The purpose of this study was to demonstrate a membrane proteomic analysis of PDAC cells and to identify differentially expressed membrane proteins between primary and metastatic PDAC cells, which may have a potential role in metastasis of pancreatic cancer. Two PDAC cell lines, AsPC-1 and BxPC-3, were used in this study. AsPC-1 is a cell line of metastatic origin from a 62 year-old female Caucasian whereas BxPC-3 is a cell line of primary PDAC from a 61 year-old female Caucasian [10–12]. Membrane proteins of AsPC-1 and BxPC-3 cells were isolated and then resolved with SDS-PAGE (Figure 1A). Proteins in each gel slices were proteolytically cleaved and the resulting peptides were analyzed with LC-MS/MS. In total, we identified 221 and 208 membrane or membrane-associated proteins from AsPC-1 and BxPC-3 cells, respectively, based on at least 2 unique peptides. A hundred and nine proteins were present in both cell lines but others were only found in AsPC-1 or in BxPC-3 cells (Figure 1B). All the identified proteins and matched peptides from the two cell lines are summarized in Additional file 1, Tables S1 and S2. Proteins with single matched peptide were not tabulated although previous publications reported identification of membrane proteins based on single unique peptide [13, 14]. The identified proteins were then sorted according to the Gene Ontology Annotation database (Figure 2). A hundred and four proteins were assigned as membrane proteins in AsPC-1 cells whereas 101 proteins were assigned as membrane proteins in BxPC-3 cells. Table 1 lists the "integral to membrane" proteins found in AsPC-1 and BxPC-3 cells. Besides the membrane proteins, the proteomic analysis also identified many membrane-associated proteins, e.g., extracellular matrix (ECM) proteins. To confirm the proteomic finding, we verified the differential levels of Annexin A1 and PGK1 between AsPC-1 and BxPC-3 cells using Western blotting (Figure 3). Annexin A1 was found to be over-expressed in BxPC-3 cells whereas phosphoglycerate kinase 1 was over-expressed in AsPC-1 cells, which agrees to the results obtained by the proteomic approach.
Metastasis is a highly organ-specific process, which requires multiple steps and interactions between tumor cells and the host. These include detachment of tumor cells from the primary tumor, intravasation into lymph and blood vessels, survival in the circulation, extravasation into target organs, and subsequent proliferation and induction of angiogenesis. Many proteins are critically involved in this process, such as cell-cell adhesion molecules (CAMs), members of the cadherins and, integrins, metalloproteinases (MMPs) and the urokinase plasminogen activator/urokinase plasminogen activator receptor (uPA/uPAR) system. As modulators of metastatic growth, these molecules can affect the local ECM, stimulate cell migration, and promote cell proliferation and tumor cell survivals . Furthermore, hypoxia can drive genomic instability and lead to a more aggressive tumor phenotype [16, 17], which may partially explain the highly metastatic nature of PDAC . Last but not least, angiogenesis plays a critical role in invasion and metastasis in terms of tumor cell dissemination. Based on these new insights in mechanism of tumor invasion and metastasis, novel therapies are currently investigated for therapy of patients with pancreatic cancer [19–21]. Nevertheless, proteomic analysis of primary and metastatic PDAC is required to reveal additional functional proteins that regulate or promote tumor metastasis, as detailed in previous studies [22–24]. These signature molecules are predictors of metastatic risk and also provide a basis for the development of anti-metastatic therapy.
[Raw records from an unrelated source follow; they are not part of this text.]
PR #542, opened 2020-08-25
README.md: Document how	to update packages

pothos:
The best practice established in this repository is to reset the
package	folder and import a new	version	from upstream without
modifications. In a separate commit the downstream changes are applied.
This makes it clear which downstream changes need to be	ported when
updating to a newer version in the future. Unfortunately this is not
always done which causes confusion and more work. As first step
document the process before we later look into more automation.

# How to use

Follow the guide when updating a package

# Testing done

Ran the `update_ebuilds` command.

### DIFF
--- a/README.md
+++ b/README.md
@@ -30,3 +30,28 @@ that belong in the OEM partition. Any RDEPENDS from these packages should
 be copied to the RDEPENDS in `board-packages` to ensure they are built.
 
 `coreos-base/coreos-oem-*` are metapackages for OEM specific ACIs. 
+
+# Updating
+
+To update follow the following steps:
+
+* Remove or rename the whole folder of the package to prepare the import from
+  upstream Gentoo, not only resetting the ebuild file but also any additional
+  files like patches or downstream additions under `files`.
+* Run `~/trunk/src/scripts/update_ebuilds --portage_stable . CATEGORY/PACKAGE`
+  in the `coreos-overlay` folder to import a new version from upstream Gentoo.
+  Drop the ebuild files that you don't plan to use.
+* Commit the changes with a message like `CATEGORY/PACKAGE: Sync from Gentoo`,
+  and mention the the commit ID in the body (`git show update_ebuilds/master`).
+* Now find all downstream patches for the package by running
+  `git log CATEGORY/PACKAGE`. If everybody followed the process of resetting
+  before importing an upstream update, you only have to look for the commits
+  after the last update and port them to the new version. Otherwise you have
+  to compare the files manually to their upstream versions from older
+  [portage](https://github.com/gentoo/portage/) revisions.
+* You can combine all old and new downstream patches into a single new commit
+  with the message `CATEGORY/PACKAGE: Apply Flatcar patches` to keep the number of
+  commits to port low, or have separate commits. Make sure that you explain
+  the changes and carry the explanations from old commits over, either in the
+  commit message, through comments in the ebuild file, or through a `README.md`
+  in the folder.


t-lo (approved):
LGTM, thanks!

README.md
```diff
@@ -30,3 +30,25 @@ that belong in the OEM partition. Any RDEPENDS from these packages should
...
+# Updating
+
+To update follow the following steps:
+
+* Remove or rename the whole folder of the package to prepare the import from
+  upstream Gentoo, not only resetting the ebuild file but also any additional
+  files like patches or downstream additions under `files`.
+* Run `~/trunk/src/scripts/update_ebuilds --portage_stable . CATEGORY/PACKAGE`
+  in the `coreos-overlay` folder to import a new version from upstream Gentoo.
+* Commit the changes with a message like `CATEGORY/PACKAGE: Sync from Gentoo`.
```
vbatts, line 43: since we just copy, could we also include a hash to the gentoo repo commit from which it was sync'ed?

README.md
```diff
@@ -30,3 +30,25 @@ that belong in the OEM partition. Any RDEPENDS from these packages should
...
+
+# Updating
+
+To update follow the following steps:
+
+* Remove or rename the whole folder of the package to prepare the import from
+  upstream Gentoo, not only resetting the ebuild file but also any additional
+  files like patches or downstream additions under `files`.
+* Run `~/trunk/src/scripts/update_ebuilds --portage_stable . CATEGORY/PACKAGE`
+  in the `coreos-overlay` folder to import a new version from upstream Gentoo.
```
krnowak, line 42: I admit I never used that script. What I have is I have my own clone for gentoo repo and at this point I do `cp -a "${GENTOO_REPO}/{CATEGORY}/${PACKAGE}" "${CATEGORY}/${PACKAGE}"`, but I guess the script is going to do more or less the same.

But what I do next is that I drop all the ebuilds I don't need, so I only have one ebuild. And I drop all the patches and stuff from the `files` directory that are unused. Having multiple ebuilds is just confusing, especially that we often end up patching only one of them.

README.md
krnowak: I'd commit the synced version first, and then have a commit with a comment about the hash.

README.md
```diff
@@ -30,3 +30,25 @@ that belong in the OEM partition. Any RDEPENDS from these packages should
...
+  `git log CATEGORY/PACKAGE`. If everybody followed the process of resetting
+  before importing an upstream update, you only have to look for the commits
+  after the last update and port them to the new version. Otherwise you have
+  to compare the files manually to their upstream versions from older
+  [portage](https://github.com/gentoo/portage/) revisions.
+* Combine all old and new downstream patches into a single new commit with the
+  message `CATEGORY/PACKAGE: Apply Flatcar patches` to keep the number of
+  commits to port low. Make sure that you explain the changes and carry the
+  explanations from old commits over, either in the commit message or even
+  better through comments in the ebuild file.
```
krnowak, line 54: So far, I haven't followed that - I was mostly splitting the commits into smaller changes. But I think I'd be fine with having a single commit. About the explanations: comments in an ebuild are fine, but sometimes we drop a bunch of lines from an ebuild and a comment might look out of place. So it would be good to have a `README.md` file in the directory that explains the changes. So this file would need to be also updated/copied over every time we do an update, so it does not become stale.

Currently I'm working on adding the `README.md` files to each directory.

krnowak (commented):
I had a bit different process:
- copy ebuild + required files from gentoo
- add a comment about commit ID from gentoo repo this was copied from
- apply flatcar changes (in a single or multiple commits)
- add/update README.md (reason why this package is in coreos overlay, usually them being our own changes)
- drop old ebuild and now-unused files

This is more or less a process I followed in my branches so far ([tini](https://github.com/flatcar-linux/coreos-overlay/commits/krnowak/tini), [audit](https://github.com/flatcar-linux/coreos-overlay/commits/krnowak/audit), [pam](https://github.com/flatcar-linux/coreos-overlay/commits/krnowak/pam), [rules-fixes (moved mdadm to coreos-overlay)](https://github.com/flatcar-linux/coreos-overlay/commits/krnowak/fix-rules)).

README.md
pothos: Yes, will mention that unused ebuild files should be dropped.

README.md
pothos: I found having the explanations in the commit message helps useful but having a them in a README also works.

README.md
pothos: Having it in the body of the commit message would also work, or?
`git show update_ebuilds/master` will give the commit ID

krnowak (approved):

Our proteomic analysis has revealed a large number of differentially expressed membrane/surface proteins between metastatic and primary PDAC cells, and the validity of such a proteomic approach has been verified by Western blot analysis. In fact, the differential expression of membrane proteins between AsPC-1 and BxPC-3 can be observed from the SDS-PAGE patterns of membrane proteins from the two cell lines (Figure 1). The proteins showing differential levels include cadherins, catenin, integrins, galectins, annexins, collagens and many others, which are known to have roles in tumor cell adhesion or motility. Cadherins are a class of type-1 transmembrane proteins that depend on calcium ions to function. They play important roles in cell adhesion, ensuring that cells are bound together within tissues. Catenins, which are proteins found in complexes with cadherins, also mediate cell adhesion. Our study identified cadherins (protocadherin-16 and protocadherin alpha-12) and alpha-2 catenin in primary tumor cells (BxPC-3) but not in metastatic tumor cells (AsPC-1), suggesting a defect in cell-to-cell adhesion in metastatic AcPC-1 cells.
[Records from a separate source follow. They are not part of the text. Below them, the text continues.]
PR #543, opened 2020-08-25
baselayout, systemd: add group "render" for udev

t-lo:
### cherry-pick to: `flatcar-2605`.

# Add group "render" to OS image and to initramfs (for udev)

~This commit adds a dependency on acct-group/render to systemd. The respective group is provided by portage-stable (https://github.com/flatcar-linux/portage-stable commit ID db2ed1e74a89944b1500dba1471072e8da3dddc9).~

Furthermore, the baselayout commit ID is bumped to include a
change from https://github.com/flatcar-linux/baselayout - to
1d32bea2c0e4335d4a8f7e0ccd6a7b41da15e4a7 - which includes
this group in the baselayout used by initramfs.

Fixes https://github.com/flatcar-linux/Flatcar/issues/169 .

# How to use

1. Fetch the Flatcar SDK for Alpha-2605.0.0: `cork create --manifest-branch refs/tags/v2605.0.0`
2. In the Flatcar SDK, check out commit `870c692cf0b4933a949efddfb6a85e313685a7fe` in `src/third_party/coreos-overlay`, and commit `db2ed1e74a89944b1500dba1471072e8da3dddc9` in `src/third_party/portage-stable`.
3. Fetch and install pre-built binary packages to the image build root:
   ```
   $ cork enter
   $ ./setup_board --board=amd64-usr
   $ ./build_packages --board=amd64-usr
   ```
4. rebuild the kernel package to update the initrd: `$ emerge-amd64-usr coreos-kernel`
5. Build the OS image, build a qemu image, and start the image: 
    ```
    $ ./build_image --board=amd64-usr
    $ ./image_to_vm.sh --from=../build/images/amd64-usr/developer-latest --board=amd64-usr
    $ ../build/images/amd64-usr/developer-latest/flatcar_production_qemu.sh
   ```
6. ssh into the image, check journal for `/usr/lib64/udev/rules.d/50-udev-default.rules:39 Unknown group 'render', ignoring`:
   ```
   ssh core@localhost -p2222
   core@localhost $ journalctl -b
   ```

# Testing done

Ran the above steps, did not see the udev error anymore.


sys-apps/baselayout/baselayout-9999.ebuild
```diff
@@ -9,7 +9,7 @@ CROS_WORKON_REPO="git://github.com"
 if [[ "${PV}" == 9999 ]]; then
 	KEYWORDS="~amd64 ~arm ~arm64 ~x86"
 else
-	CROS_WORKON_COMMIT="2b8e4de42771033072324713ba8919248585d263"  # flatcar-master
+	CROS_WORKON_COMMIT="1d32bea2c0e4335d4a8f7e0ccd6a7b41da15e4a7"  # add group "render" for udev
```
dongsupark, line 12: > add group "render" for udev

The comment looks strange, as it is not a branch name any more.
Are we going to then write human-readable comments that represent the latest commit in the repo, changing it every time when the repo got updated? Sounds like overkill.
I would rather just keep it as `main`.

t-lo: Makes sense - I'll update the comment when / if https://github.com/flatcar-linux/baselayout/pull/5 gets merged.

sys-apps/systemd/systemd-9999.ebuild
```diff
@@ -85,6 +85,7 @@ COMMON_DEPEND=">=sys-apps/util-linux-2.30:0=[${MULTILIB_USEDEP}]
 	xkb? ( >=x11-libs/libxkbcommon-0.4.1:0= )"
 
 RDEPEND="${COMMON_DEPEND}
+	acct-group/render
```
sayanchowdhury, line 88: We already create the `render` group in the post pkg installation step. We did not add the acct-* packages from Gentoo upstream in the systemd ebuild was that would be more added maintenance for us.

sys-apps/baselayout/baselayout-9999.ebuild
sayanchowdhury: Just to add, I guess baselayout is still `flatcar-master` and not `main`.

sys-apps/systemd/systemd-9999.ebuild
t-lo: So we only need to add the baselayout change for initramfs? Could you please point to the sources where `render` gets added?

sayanchowdhury: Here is the link to the sources: https://github.com/flatcar-linux/coreos-overlay/blob/main/sys-apps/systemd/systemd-9999.ebuild#L536

I checked the acct-group, and it seems they run the commands in pre installation: https://github.com/gentoo/gentoo/blob/master/eclass/acct-group.eclass#L122-L127

t-lo: Thank you for the reference. I'll close my [PR for `acct-group/render`](https://github.com/flatcar-linux/portage-stable/pull/98) and update this PR. I'll also use the opportunity to define a GID for `render` and update my [baselayout PR](https://github.com/flatcar-linux/baselayout/pull/5) accordingly.

t-lo:
* Closed my PR for acct-group/render in portage-stable
* updated this PR, removed the dependency to `acct-group`, and explicitly set the GID of `render` to 30.
* updated the `baselayout` PR to use GID 30 in initramfs: https://github.com/flatcar-linux/baselayout/pull/5

t-lo:
I'll update the comment for `CROS_WORKON_COMMIT` after we've merged https://github.com/flatcar-linux/baselayout/pull/5 (and it actually is in flatcar-master).

t-lo:
https://github.com/flatcar-linux/baselayout/pull/5 was merged.

sys-apps/baselayout/baselayout-9999.ebuild
```diff
@@ -9,7 +9,7 @@ CROS_WORKON_REPO="git://github.com"
 if [[ "${PV}" == 9999 ]]; then
 	KEYWORDS="~amd64 ~arm ~arm64 ~x86"
 else
-	CROS_WORKON_COMMIT="2b8e4de42771033072324713ba8919248585d263"  # flatcar-master
+	CROS_WORKON_COMMIT="1d32bea2c0e4335d4a8f7e0ccd6a7b41da15e4a7"  # flatcar-master
```
sayanchowdhury, line 12: I've started to point this merge commit after Kai suggestion. In this case, that would be https://github.com/flatcar-linux/baselayout/commit/b67c163348c69b7c02dac1bb087b1a15cf21afa7

t-lo: Good catch, will update.

sayanchowdhury (approved):

dongsupark:
Nit: s/sytemd/systemd/ in both the PR title and the commit message. :-)

t-lo:
@dongsupark Good catch! Reworded.

t-lo:
Merged into main and cherry-picked to branch flatcar-2605.

PR #546, opened 2020-08-26
Fix udev rules in mdadm and lvm2

krnowak:
This PR imports the mdadm 4.1 into coreos-overlay to apply some patches for recent kernel (this follows what had been done in edge). The mdadm update fixes the udev rule at the same time. The rule in lvm2 is fixed with an extra patch.

It should be merged together with flatcar-linux/portage-stable#99

# How to use

Check if warnings listed in https://github.com/flatcar-linux/Flatcar/issues/164 do not show up any more.

Fixes flatcar-linux/Flatcar#164

# Testing done

Downloaded the image from os/manifest job 885 and checked for the warnings.


dongsupark:
In general it looks good. Great! :+1: 

Side note 1: lvm2 2.02.145 is really ancient, but we can update it to a recent version later. ;-)

Side note 2: MD RAID0 part looks perfect.
This reminds of a related pending [PR](https://github.com/flatcar-linux/mantle/pull/36) (still no review). So far mantle/kola has had test cases only for MD RAID1 for some reason. To make kola support MD RAID0 as well, I needed to introduce Go templates to be used for both RAID levels. It would be really great if you could have a look into the mantle/kola PR, and test it with the current mdadm changes. Of course only if you have some time. ;-)

krnowak:
> In general it looks good. Great! +1

Thanks!

> 
> Side note 1: lvm2 2.02.145 is really ancient, but we can update it to a recent version later. ;-)

We have also lvm2 2.02.166 (which is only slightly less really ancient) in coreos-overlay, but it's not picked up by build system for some reason. But yeah, updating lvm2 (and reducing the amount of ebuild files from 17 to 1) is certainly in plans.

> 
> Side note 2: MD RAID0 part looks perfect.
> This reminds of a related pending [PR](https://github.com/flatcar-linux/mantle/pull/36) (still no review). So far mantle/kola has had test cases only for MD RAID1 for some reason. To make kola support MD RAID0 as well, I needed to introduce Go templates to be used for both RAID levels. It would be really great if you could have a look into the mantle/kola PR, and test it with the current mdadm changes. Of course only if you have some time. ;-)

Will have a look and I'll try to test it. Thanks for letting me know about it.

t-lo (approved):
LGTM, thanks! Please also cherry-pick to `flatcar-2605`.

krnowak:
Cherry-pick done.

Integrins are members of a glycoprotein family that form heterodimeric receptors for ECM molecules. These proteins are involved in an adhesive function, and they provide traction for movement in cell motility . In total, there are 18 α-subunits and 8 β-subunits, which are paired to form 24 different integrins through non-covalent bonding. Among these proteins, integrin-β1, α2, α5, and α6 represent major adhesion molecules for the adhesion of pancreatic cancer cells to ECM proteins . In our study, integrin-β1 and integrin-β4 was found in both tumor cell lines while integrin α2 and α5 only identified in BxPC-3 cells. Collagens are major ECM proteins. Cell surface-expressed portion of collagens may serve as ligands for integrins, mediating cell-to-cell adhesion. Twelve members of collagen family were found in the BxPC-3 cells whereas only four members found in AsPC-1 cells.
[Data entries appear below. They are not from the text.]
PR #554, opened 2020-08-28
sys-kernel: allow fips mode to be enabled

vbatts:
With this kernel config, users can boot with fips=1 set in
`/usr/share/oem/grub.cfg`:
```
set linux_append="fips=1"
```

Which triggers various behaviors, for FIPS 200 certification.

with this config compiled in, and that boot parameter, users can can
that fips is enabled with:
```
flatcar ~ # cat /proc/sys/crypto/fips_enabled
1
```

Signed-off-by: Vincent Batts <vbatts@kinvolk.io>


t-lo (approved):
LGTM, will merge and cherry-pick for `flatcar-2605`.

PR #556, opened 2020-08-28
dev-lang/go: Update the default Go version to 1.15

dongsupark:
Now that Go [1.15](Go://go.googlesource.com/go/+/refs/tags/go1.15) has been released, we should update the default Go version to 1.15.

Since the [EINTR issue](https://github.com/golang/go/issues/38033) was fixed in 1.15, we can simply move from 1.13 to 1.15.

On the other hand, we should not add 1.14, as the [EINTR bug fix](https://go-review.googlesource.com/c/go/+/232862/) was not backported to 1.14.

## How to use

```
./build_packages
./build_image
./image_to_vm.sh --from=../build/images/amd64-usr/developer-2592.0.0 --board=amd64-usr
```

## Testing done

`kola run` on a qemu image.


dongsupark:
A test looks good. Ready for review.

pothos (commented):
Looks good, let's wait for the test builds to finish

dongsupark:
Test builds passed.

pothos (approved):

PR #561, opened 2020-09-02
coreos-base: Allow installation to multipath target

dongsupark:
Allow `flatcar-install` to install Flatcar into a multipath target.

Pulls in https://github.com/flatcar-linux/init/pull/24

## How to use

```
emerge-amd64-usr coreos-base/coreos-init
```

/cc @simonello


marga-kinvolk (approved):
LGTM

PR #565, opened 2020-09-04
sys-kernel: Include patch for overflow in tpacket_rcv

pothos:
A memory corruption vulnerability in AF_PACKET causes the kernel to
    panic or enter undefined behavior, tracked as CVE-2020-14386.
    While the proposed patch is not included in an upstream release,
    include it as downstream patch.
    Further information and PoC:
    https://www.openwall.com/lists/oss-security/2020/09/03/3

**Note:** Will be picked for _main_.

# How to use

A PoC was published on oss-security.

# Testing done

The PoC does not trigger a panic.


marga-kinvolk (approved):
LGTM

PR #567, opened 2020-09-04
Update kernel to 5.8.6 and firmware to 20200817

krnowak:
In more detail, this PR (besides the stuff in subject):

- cleans up the config files a bit (remove duplicates, sort the files)
  - there is also a `sort_config.sh` script that does the grunt work, maybe will be useful later
- adds some more stuff to config files, because some new dependencies have shown up
- drops the wireguard patch, it's already a part of upstream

Conversely, galectin-3 and galectin-4 were found in AsPC-1 but not in BxPC-3 cells. Galectins are carbohydrate-binding proteins and have an extremely high affinity for galactosides on cell surface and extracellular glycoproteins. Galectins, especially galectin-3, are modulators of cancer cell adhesion and invasiveness. Galectin-3 usually exists in cytoplasm, but can be secreted and bound on the cell surface by a variety of glycoconjugate ligands. Once localized to the cell surface, galectin-3 is capable of oligomerization, and the resultant cross-linking of surface glycoproteins into multimolecular complexes on the endothelial cell surface is reported to mediate the adhesion of tumor cells to the vascular endothelium . Lysosome-associated membrane glycoprotein 1 (LAMP1) is a receptor for galectin-3, and was found on the cell surface of highly metastatic tumor cells . Our study revealed LAMP1 in AsPC-1 cells but not in BxPC-3 cells. The cell surface-expressed portion of LAMP1 maybe serve as a ligand for galectin 3, mediating cell-cell adhesion and indirectly tumor spread. FKBP12-rapamycin complex-associated protein (a.k.a., mTOR) was also identified in AsPC-1 cells but not in BxPC-3 cells. mTOR is a downstream serine/threonine protein kinase of the phosphatidylinositol 3-kinase/Akt pathway that regulates cell proliferation, cell motility, cell survival, protein synthesis, and transcription. Rapamycin, a specific inhibitor of mTOR, suppresses lymphangiogenesis and lymphatic metastasis in PDAC cells .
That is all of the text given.